Where in the material does the word "ValidationError" appear? Copy each line that has it.

■ ■ ■ ■ ■ ■ ■

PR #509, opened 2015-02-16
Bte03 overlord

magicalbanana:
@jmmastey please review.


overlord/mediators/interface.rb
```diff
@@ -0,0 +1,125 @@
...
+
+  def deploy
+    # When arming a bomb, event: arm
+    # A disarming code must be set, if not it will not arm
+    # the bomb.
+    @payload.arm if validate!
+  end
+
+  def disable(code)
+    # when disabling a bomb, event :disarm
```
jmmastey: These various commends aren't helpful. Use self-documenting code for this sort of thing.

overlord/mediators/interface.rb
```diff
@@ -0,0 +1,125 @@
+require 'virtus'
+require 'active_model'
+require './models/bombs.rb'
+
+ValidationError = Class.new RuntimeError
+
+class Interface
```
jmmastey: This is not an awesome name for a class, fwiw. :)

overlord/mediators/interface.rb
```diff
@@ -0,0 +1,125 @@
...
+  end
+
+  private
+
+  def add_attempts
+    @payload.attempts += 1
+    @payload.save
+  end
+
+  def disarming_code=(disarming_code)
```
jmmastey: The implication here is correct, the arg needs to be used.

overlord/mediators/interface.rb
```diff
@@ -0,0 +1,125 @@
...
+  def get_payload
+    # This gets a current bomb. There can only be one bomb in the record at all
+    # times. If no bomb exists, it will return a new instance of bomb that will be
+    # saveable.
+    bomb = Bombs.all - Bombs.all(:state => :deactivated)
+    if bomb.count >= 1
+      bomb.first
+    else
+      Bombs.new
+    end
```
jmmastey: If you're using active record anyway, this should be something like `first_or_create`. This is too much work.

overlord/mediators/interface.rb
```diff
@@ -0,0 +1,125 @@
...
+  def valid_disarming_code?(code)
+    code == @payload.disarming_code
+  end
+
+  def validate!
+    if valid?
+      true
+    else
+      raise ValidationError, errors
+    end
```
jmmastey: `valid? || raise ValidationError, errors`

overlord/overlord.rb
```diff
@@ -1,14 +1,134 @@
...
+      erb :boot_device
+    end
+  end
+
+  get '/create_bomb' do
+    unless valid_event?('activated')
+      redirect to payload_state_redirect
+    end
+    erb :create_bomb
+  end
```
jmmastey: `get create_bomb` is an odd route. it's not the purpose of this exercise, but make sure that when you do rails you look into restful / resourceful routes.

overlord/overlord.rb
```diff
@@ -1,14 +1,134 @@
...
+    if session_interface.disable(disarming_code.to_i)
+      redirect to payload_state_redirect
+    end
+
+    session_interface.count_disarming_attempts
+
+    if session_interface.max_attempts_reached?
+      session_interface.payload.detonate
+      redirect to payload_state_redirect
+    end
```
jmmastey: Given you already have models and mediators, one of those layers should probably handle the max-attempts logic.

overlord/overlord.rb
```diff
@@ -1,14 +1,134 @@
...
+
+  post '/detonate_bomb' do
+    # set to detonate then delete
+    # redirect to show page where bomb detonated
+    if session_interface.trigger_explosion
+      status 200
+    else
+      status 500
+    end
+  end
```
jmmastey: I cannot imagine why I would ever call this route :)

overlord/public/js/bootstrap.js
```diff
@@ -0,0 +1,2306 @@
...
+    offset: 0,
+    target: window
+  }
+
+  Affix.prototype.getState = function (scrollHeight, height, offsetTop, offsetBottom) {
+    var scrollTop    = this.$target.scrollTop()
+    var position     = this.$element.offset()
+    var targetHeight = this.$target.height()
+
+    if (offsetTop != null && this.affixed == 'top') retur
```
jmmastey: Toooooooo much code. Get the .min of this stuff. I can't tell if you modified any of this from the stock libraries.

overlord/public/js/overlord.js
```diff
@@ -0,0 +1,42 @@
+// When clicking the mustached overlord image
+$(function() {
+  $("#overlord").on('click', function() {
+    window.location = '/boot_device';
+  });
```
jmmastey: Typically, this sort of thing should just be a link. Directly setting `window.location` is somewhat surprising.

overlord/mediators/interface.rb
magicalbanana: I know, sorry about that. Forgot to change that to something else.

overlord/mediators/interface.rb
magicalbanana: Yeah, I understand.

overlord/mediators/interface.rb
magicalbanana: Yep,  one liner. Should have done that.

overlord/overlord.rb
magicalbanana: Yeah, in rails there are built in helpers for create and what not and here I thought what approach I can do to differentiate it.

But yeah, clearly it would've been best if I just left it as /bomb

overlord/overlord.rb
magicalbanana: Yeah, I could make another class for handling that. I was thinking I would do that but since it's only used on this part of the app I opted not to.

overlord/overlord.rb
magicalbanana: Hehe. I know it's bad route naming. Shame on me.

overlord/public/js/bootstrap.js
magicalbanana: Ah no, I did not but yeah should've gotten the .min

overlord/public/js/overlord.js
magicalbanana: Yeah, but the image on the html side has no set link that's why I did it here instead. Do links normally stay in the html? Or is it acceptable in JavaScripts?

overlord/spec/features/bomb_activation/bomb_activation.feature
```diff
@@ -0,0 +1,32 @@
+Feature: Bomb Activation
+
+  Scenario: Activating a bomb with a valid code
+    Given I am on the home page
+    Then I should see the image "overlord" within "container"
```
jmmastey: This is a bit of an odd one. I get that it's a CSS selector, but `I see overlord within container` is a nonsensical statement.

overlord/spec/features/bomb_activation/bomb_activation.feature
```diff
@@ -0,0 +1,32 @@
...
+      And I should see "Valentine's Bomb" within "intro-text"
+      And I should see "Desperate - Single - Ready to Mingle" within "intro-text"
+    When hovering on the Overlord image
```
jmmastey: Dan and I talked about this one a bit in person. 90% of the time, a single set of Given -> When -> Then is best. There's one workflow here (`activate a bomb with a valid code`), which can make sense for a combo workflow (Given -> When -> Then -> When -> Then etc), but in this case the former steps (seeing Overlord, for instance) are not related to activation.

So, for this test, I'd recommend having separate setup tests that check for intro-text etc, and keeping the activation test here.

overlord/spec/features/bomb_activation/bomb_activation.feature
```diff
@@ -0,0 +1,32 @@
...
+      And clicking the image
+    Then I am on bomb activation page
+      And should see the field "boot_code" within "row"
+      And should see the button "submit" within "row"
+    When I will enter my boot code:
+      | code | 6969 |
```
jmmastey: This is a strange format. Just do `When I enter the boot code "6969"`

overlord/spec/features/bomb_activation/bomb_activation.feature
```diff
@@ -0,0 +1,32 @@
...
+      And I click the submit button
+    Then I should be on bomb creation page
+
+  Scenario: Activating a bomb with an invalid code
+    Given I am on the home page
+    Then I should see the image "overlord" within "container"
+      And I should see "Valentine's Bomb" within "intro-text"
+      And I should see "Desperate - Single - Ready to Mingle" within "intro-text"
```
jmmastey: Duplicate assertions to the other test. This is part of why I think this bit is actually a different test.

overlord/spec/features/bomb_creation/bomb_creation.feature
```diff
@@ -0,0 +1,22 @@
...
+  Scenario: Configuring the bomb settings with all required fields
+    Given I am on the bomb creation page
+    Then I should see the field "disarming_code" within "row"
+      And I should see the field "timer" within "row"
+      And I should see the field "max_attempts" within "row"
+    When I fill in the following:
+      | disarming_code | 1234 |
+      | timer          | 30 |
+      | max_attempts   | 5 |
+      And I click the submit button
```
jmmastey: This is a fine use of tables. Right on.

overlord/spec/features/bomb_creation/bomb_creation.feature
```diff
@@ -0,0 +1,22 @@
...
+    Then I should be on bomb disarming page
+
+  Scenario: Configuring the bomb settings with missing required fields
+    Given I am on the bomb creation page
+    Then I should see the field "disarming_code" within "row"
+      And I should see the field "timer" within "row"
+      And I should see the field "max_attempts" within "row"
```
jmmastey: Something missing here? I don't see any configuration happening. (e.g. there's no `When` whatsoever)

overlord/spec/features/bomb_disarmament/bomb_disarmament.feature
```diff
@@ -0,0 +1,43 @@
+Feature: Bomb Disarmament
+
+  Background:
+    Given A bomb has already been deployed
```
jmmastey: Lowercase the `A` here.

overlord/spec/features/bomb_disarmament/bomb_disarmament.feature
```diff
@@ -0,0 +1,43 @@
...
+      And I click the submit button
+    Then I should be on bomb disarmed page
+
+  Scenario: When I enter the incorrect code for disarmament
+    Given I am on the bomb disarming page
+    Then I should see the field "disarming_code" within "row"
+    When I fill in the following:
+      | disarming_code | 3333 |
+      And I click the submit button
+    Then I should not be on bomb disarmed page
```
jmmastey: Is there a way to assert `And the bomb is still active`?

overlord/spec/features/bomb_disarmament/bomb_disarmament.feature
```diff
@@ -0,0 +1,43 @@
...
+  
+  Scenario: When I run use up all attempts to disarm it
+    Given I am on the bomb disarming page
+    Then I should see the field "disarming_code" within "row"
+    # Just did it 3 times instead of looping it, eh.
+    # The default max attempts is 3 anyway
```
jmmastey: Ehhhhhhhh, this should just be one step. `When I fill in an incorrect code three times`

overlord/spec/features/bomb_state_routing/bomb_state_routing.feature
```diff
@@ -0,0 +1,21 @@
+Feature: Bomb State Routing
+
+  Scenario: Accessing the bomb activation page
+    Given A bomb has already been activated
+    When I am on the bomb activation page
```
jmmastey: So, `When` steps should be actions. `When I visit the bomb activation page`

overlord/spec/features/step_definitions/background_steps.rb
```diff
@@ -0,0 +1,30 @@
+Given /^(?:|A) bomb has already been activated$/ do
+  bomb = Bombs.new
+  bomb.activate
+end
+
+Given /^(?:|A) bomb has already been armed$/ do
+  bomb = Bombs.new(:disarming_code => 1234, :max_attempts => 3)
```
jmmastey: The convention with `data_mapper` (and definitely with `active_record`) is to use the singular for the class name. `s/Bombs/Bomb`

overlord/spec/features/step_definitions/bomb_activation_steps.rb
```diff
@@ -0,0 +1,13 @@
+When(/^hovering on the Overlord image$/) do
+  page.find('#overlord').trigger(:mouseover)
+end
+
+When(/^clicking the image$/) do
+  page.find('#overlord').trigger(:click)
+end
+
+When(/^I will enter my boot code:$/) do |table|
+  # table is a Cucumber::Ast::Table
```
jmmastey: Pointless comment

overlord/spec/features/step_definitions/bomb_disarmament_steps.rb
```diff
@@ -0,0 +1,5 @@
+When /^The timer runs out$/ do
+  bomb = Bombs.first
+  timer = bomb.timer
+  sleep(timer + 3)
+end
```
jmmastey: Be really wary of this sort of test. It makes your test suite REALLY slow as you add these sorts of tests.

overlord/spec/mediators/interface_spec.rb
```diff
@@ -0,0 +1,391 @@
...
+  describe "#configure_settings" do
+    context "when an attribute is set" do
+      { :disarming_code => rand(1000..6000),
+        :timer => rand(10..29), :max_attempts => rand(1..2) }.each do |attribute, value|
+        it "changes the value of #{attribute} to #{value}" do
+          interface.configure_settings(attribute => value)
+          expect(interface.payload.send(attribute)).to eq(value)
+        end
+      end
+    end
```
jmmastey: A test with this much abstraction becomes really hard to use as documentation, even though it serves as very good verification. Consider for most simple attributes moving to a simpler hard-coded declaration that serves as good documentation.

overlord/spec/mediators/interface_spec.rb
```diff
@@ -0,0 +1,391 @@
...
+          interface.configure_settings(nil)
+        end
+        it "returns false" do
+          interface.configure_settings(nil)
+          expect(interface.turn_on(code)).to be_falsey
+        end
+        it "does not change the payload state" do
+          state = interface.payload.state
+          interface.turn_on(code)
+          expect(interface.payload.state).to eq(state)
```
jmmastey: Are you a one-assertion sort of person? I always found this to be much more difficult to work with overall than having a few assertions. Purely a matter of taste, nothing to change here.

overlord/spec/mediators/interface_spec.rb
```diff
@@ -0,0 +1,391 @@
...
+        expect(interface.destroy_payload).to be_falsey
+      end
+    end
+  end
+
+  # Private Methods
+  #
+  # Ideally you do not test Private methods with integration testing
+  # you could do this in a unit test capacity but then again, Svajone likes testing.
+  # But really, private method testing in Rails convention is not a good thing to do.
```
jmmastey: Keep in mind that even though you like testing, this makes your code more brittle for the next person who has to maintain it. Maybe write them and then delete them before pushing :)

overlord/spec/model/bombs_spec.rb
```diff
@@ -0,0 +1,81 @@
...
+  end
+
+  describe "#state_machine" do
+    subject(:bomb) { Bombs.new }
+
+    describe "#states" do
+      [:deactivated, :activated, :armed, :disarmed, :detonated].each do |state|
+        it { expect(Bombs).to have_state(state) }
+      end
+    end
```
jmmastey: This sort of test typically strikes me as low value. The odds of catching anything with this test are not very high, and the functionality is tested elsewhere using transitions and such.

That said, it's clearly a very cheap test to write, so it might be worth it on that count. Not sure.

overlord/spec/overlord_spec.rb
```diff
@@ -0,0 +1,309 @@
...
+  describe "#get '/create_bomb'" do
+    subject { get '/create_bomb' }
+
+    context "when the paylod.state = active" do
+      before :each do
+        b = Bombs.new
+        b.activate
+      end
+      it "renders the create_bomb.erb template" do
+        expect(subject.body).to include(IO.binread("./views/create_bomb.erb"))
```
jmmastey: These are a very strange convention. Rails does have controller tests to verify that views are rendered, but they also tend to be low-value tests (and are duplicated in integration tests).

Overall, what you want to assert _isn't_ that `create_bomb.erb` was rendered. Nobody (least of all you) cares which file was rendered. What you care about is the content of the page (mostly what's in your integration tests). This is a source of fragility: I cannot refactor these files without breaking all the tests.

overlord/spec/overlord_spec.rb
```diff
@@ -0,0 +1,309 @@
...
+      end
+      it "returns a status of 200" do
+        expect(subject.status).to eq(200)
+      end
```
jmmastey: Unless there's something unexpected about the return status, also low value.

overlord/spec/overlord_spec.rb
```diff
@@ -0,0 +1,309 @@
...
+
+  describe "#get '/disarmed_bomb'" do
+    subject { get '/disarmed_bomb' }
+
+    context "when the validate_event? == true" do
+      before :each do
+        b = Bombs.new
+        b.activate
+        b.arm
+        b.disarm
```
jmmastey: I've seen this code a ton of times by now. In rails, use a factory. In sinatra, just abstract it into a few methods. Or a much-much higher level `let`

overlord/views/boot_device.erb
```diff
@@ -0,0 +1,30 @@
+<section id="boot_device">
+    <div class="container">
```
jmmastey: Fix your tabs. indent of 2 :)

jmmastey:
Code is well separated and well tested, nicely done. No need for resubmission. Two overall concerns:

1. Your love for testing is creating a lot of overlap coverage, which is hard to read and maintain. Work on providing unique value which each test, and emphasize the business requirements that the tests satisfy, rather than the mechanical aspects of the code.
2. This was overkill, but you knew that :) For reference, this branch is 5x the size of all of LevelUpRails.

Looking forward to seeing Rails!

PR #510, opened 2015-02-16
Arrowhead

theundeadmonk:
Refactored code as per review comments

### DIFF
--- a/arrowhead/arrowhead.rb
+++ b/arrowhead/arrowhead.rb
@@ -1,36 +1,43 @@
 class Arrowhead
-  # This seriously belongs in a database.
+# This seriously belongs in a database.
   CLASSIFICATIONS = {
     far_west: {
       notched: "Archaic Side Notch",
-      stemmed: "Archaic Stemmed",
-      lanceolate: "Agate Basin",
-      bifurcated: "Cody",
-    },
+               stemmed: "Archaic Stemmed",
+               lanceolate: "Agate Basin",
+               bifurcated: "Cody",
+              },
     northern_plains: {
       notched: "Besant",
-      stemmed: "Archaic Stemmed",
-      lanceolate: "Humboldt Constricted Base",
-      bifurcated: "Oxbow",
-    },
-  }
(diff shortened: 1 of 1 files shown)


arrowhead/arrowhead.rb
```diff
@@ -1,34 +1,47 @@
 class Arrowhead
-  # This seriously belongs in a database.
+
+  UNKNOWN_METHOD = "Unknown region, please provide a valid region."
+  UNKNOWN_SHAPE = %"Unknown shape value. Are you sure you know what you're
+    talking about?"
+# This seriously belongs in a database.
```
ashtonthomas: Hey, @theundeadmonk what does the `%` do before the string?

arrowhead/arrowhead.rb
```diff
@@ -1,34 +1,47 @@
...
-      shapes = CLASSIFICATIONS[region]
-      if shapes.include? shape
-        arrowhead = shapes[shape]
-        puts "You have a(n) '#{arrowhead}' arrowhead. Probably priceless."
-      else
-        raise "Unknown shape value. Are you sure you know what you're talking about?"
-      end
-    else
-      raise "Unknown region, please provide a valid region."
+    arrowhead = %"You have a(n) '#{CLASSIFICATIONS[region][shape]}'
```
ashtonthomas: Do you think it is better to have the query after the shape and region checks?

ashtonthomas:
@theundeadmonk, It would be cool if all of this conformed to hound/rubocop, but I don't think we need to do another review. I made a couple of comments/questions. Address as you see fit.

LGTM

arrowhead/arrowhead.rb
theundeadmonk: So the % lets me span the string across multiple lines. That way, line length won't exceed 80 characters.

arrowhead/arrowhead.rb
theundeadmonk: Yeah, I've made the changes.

■ ■ ■ ■ ■ ■ ■

### [Result of this task]
+ValidationError = Class.new RuntimeError
+      raise ValidationError, errors
jmmastey: `valid? || raise ValidationError, errors`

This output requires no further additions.